*ASSIGNED TASK:* Collect every line below that contains the word "IABCardProvider".

*DATA RECORDS:*
PR #10705, opened 2020-03-06
added optional code; added error handling if failed pairing

JohnathanWhite:
This PR adds an optional 2fa code if present and also handles failed pairings more gracefully by closing the IAB and showing an error-default bottom sheet.

### DIFF
--- a/src/providers/in-app-browser/card.ts
+++ b/src/providers/in-app-browser/card.ts
@@ -207,17 +207,26 @@ export class IABCardProvider {
          * */
 
         case 'pairing':
-          const { secret } = event.data.params;
           // generates pairing token and also fetches user basic info and caches both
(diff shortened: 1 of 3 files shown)


src/providers/in-app-browser/card.ts
```diff
@@ -207,17 +207,26 @@ export class IABCardProvider {
...
-            secret,
+            event.data.params,
             (user: User) => {
               if (user) {
                 this.getCards();
                 this.user.next(user);
               }
             },
-            err => this.logger.debug(err)
+            () => {
```
cmgustavo: Sometimes is a good idea to add the `e` variable here and show in console.log, in spite of we show another message to the user

JohnathanWhite: added a log.error!

PR #10713, opened 2020-03-10
[FEAT] new release msg

gabrielbazan7:
BitPay


vanhue:
@gabrielbazan7 will there be a way to dismiss that message?

gabrielbazan7:
> @gabrielbazan7 will there be a way to dismiss that message?

No, the user will need to update the app to make the message disappear. But I'm not sure, what do you think ?

vanhue:
If it's only for desktop then it should be fine. 👍

cmgustavo:
It should be possible to close.... so waiting for it

PR #10717, opened 2020-03-12
Fix UI for email-component

justinkook:
Screen Shot 2020-03-12 at 12 20 14 PM


vanhue:
Nice work @justinkook!

PR #10722, opened 2020-03-16
[FIX] fee level for giftcards and bpcards

gabrielbazan7:


src/pages/integrations/bitpay-card/bitpay-card-topup/bitpay-card-topup.ts
```diff
@@ -515,10 +515,6 @@ export class BitPayCardTopUpPage {
                 );
                 let newAmountSat = maxAmountSat - invoiceFeeSat;
 
-                // Set expiration time for this invoice
```
cmgustavo: Why it's removed?

gabrielbazan7: That's the expiration time of the first invoice created that it's not needed

cmgustavo: Good!

cmgustavo:
Rebase is needed

PR #10723, opened 2020-03-16
[FIX] Incoming-data: Btc/Bch URI - paypro parameter

gabrielbazan7:


src/providers/incoming-data/incoming-data.ts
```diff
@@ -329,8 +329,10 @@ export class IncomingDataProvider {
     let address = parsed.address ? parsed.address.toString() : '';
     let message = parsed.message;
     let amount = parsed.amount || amountFromRedirParams;
-    if (parsed.r) this.goToPayPro(data, coin);
-    else this.goSend(address, amount, message, coin);
+    if (parsed.r) {
+      const payProUrl = this.getPayProUrl(parsed.r);
```
cmgustavo: We should do the same for Bitcoin Cash, shouldn't we?

gabrielbazan7: Done. Thanks

PR #10740, opened 2020-03-20
[FEAT] misc updates

JohnathanWhite:
misc updates 

- selecting a card in the settings tab opens the iab and deep links to the cards settings
- if in the middle of a topup and back is pressed from the amount page the iab repopens to previous state
- updated card intro page
- added badge for card tab
- added hiding of add bitpay card based on condition


utils/iab-patch.js
```diff
@@ -22,7 +22,7 @@ try {
   const content = fs
     .readFileSync(file, 'utf8')
     .split('#define    LOCATIONBAR_HEIGHT 21.0');
-  if (content.includes('20.0')) {
+  if (content[0].includes('20.0')) {
```
cmgustavo: Good catch!

src/theme/icons.scss
```diff
@@ -77,6 +77,10 @@
   color: #464d5f;
 }
 
+.tab-badge {
```
cmgustavo: It's already fixed here (not sure if it applies): https://github.com/bitpay/copay/pull/10738/files#diff-3c303face59d40ba5031ed6c51449334R793

src/pages/integrations/bitpay-card/bitpay-card-home/bitpay-card-home.ts
```diff
@@ -16,18 +20,29 @@ import { PhaseOneCardIntro } from '../bitpay-card-phases/phase-one/phase-one-int
...
     private navCtrl: NavController,
-    private iabCardProvider: IABCardProvider
+    private iabCardProvider: IABCardProvider,
+    private events: Events,
+    private persistenceProvider: PersistenceProvider
   ) {}
 
   ngOnInit() {
     this.appName = this.appProvider.info.userVisibleName;
+    this.events.subscribe('reachedCardLimit', () => {
```
cmgustavo: I'm not sure this event was triggered. The `publish` action could be triggered before the subscriber (since it's in a provider). Would you mind to explain the purpose of the `events` here?

Also, any events should be unsubscribed to avoid duplicated subscribers.

JohnathanWhite: So the publish comes from card.ts and cards.ts when cards are added. This component is a singleton its on init is only ever called once. I added the event to update it in case you disconnected your bitpay id then re connected it. This way it has a default state from the persistence provider and any changes that happen after it has a subscribe thats ready to update it if changes occur. The alternative was to create an observable off of the card items but this seemed easier.

cmgustavo: Agreed. I prefer an event than observable too. Thanks!

PR #11861, opened 2021-09-01
Ref: Tokens search

Gamboster:
The exact search result will be placed at the top of the results
Correction of errors in the styles of some icons
Fixed icons not showing (like EURT)
Some fixes in general


cmgustavo (approved):
LGTM! 💯

PR #11866, opened 2021-09-03
Fix: Coinbase integration

cmgustavo:
* Do not list duplicated accounts
* Filter custom ERC-20 tokens
* Get ordered accounts from Coinbase API


rkarendt (approved):

Gamboster (approved):
ACK

PR #11874, opened 2021-09-09
[REF] show spender and use correct icons

gabrielbazan7:
Copay_🔊


JohnathanWhite:
can we make the primary and secondary buttons here blue?

gabrielbazan7:
> can we make the primary and secondary buttons here blue?

They are blue for the BitPay build. That's a Copay screenshot.

BitPay

cmgustavo (approved):
LGTM

PR #11888, opened 2021-09-18
[FIX] invoice url scan

JohnathanWhite:
Invoice url's are not being opened from all scan points. This PR adds the check at the top of the handler.


cmgustavo (approved):
ACK

PR #11897, opened 2021-09-23
Fix: verify redirect host

lanchana:


src/components/info-sheet/info-sheet.html
```diff
@@ -527,6 +527,14 @@
       <span sheet-button-text translate>CONTINUE</span>
     </info-sheet-template>
 
+    <info-sheet-template *ngSwitchCase="'pairing-required'" type="warning">
+      <span sheet-title-text translate>Connect Your BitPay ID</span>
```
JohnathanWhite, line 531: let's change this to Verification Required

src/providers/incoming-data/incoming-data.ts
```diff
@@ -1561,20 +1574,13 @@ export class IncomingDataProvider {
...
-                {
-                  message: 'pairingOnly',
-                  payload: { paymentUrl: data }
-                },
-                () => {}
-              );
-            }, 100);
+          authRequiredInfoSheet.onDidDismiss(async () => {
+            await this.externalLinkProvider.open(
+              `https://${host}/id/verify?context=unlockv&id=${invoiceId}`
```
JohnathanWhite, line 1582: need to fix host here - host does not have link. subdomain removed so it does not redirect correctly

JohnathanWhite (approved):

PR #11899, opened 2021-09-24
Fix fluctuating home balance

msalcala11:
Incoming blocks are currently triggering an "update home balance" calculation, but this calculation only includes wallets that match the currency of the incoming block (resulting in an incorrect total balance shown on the home tab). This PR prevents incorrect home balance calculations by ensuring that the home balance only updates when all wallets (of all currencies) are included in the total balance calculation.


cmgustavo (approved):
ACK. Nice catch! 👍🏼

Gamboster (approved):
ACK!

PR #11935, opened 2021-10-18
[FEAT] RBF

gabrielbazan7:
BitPay

BitPay

BitPay

BitPay


rastajpa (approved):
ACK!

Gamboster (approved):
LGTM

JohnathanWhite:
Copy adjustments ->

If enabled, your transactions will be marked as non-final, and you will have the possibility, while they are unconfirmed, to replace them with transactions that pay higher fees. Note that some merchants do not accept non-final transactions until they are confirmed.

also 

This transaction can be accelerated using a higher fee.

Gamboster (approved):
ACK

PR #11939, opened 2021-10-21
[FIX] keep card IAB alive if analytics fails

cnguyen812:
Usually when the IAB emits a loaderror, we disable the IAB. Certain devices occasionally receive untrusted CA loaderrors for non-essential analytics URLs like this:  
```
{
  "type": "loaderror",
  "url": "https://px.ads.linkedin.com/collect/?time=12345&pid=12345&url=https%3A%2F%2Fbitpay.com%2Fwallet-card%2Fget-started&pageUrl=https%3A%2F%2Fbitpay.com%2Fwallet-card%2Fget-started&ref=&fmt=js&s=1",
  "code": 0,
  "sslerror": 3,
  "message": "The certificate authority is not trusted"
}
```

As a workaround I've added a whitelist to prevent the IAB from being disabled for known problematic URLs so those users can still access the card feature:
`['https://www.googletagmanager.com/gtag/js', 'https://px.ads.linkedin.com/collect/']`

### DIFF
--- a/src/providers/in-app-browser/in-app-browser.ts
+++ b/src/providers/in-app-browser/in-app-browser.ts
@@ -69,38 +69,50 @@ export class InAppBrowserProvider {
         }
       };
       ref.addEventListener('loadstop', initCb);
-      ref.addEventListener('loaderror', (err: InAppBrowserEvent & { sslerror?: number }) => {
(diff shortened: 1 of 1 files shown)


cmgustavo (approved):
LGTM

*SOLUTION BELOW:*
@@ -207,17 +207,26 @@ export class IABCardProvider {
@@ -207,17 +207,26 @@ export class IABCardProvider {
-    private iabCardProvider: IABCardProvider
+    private iabCardProvider: IABCardProvider,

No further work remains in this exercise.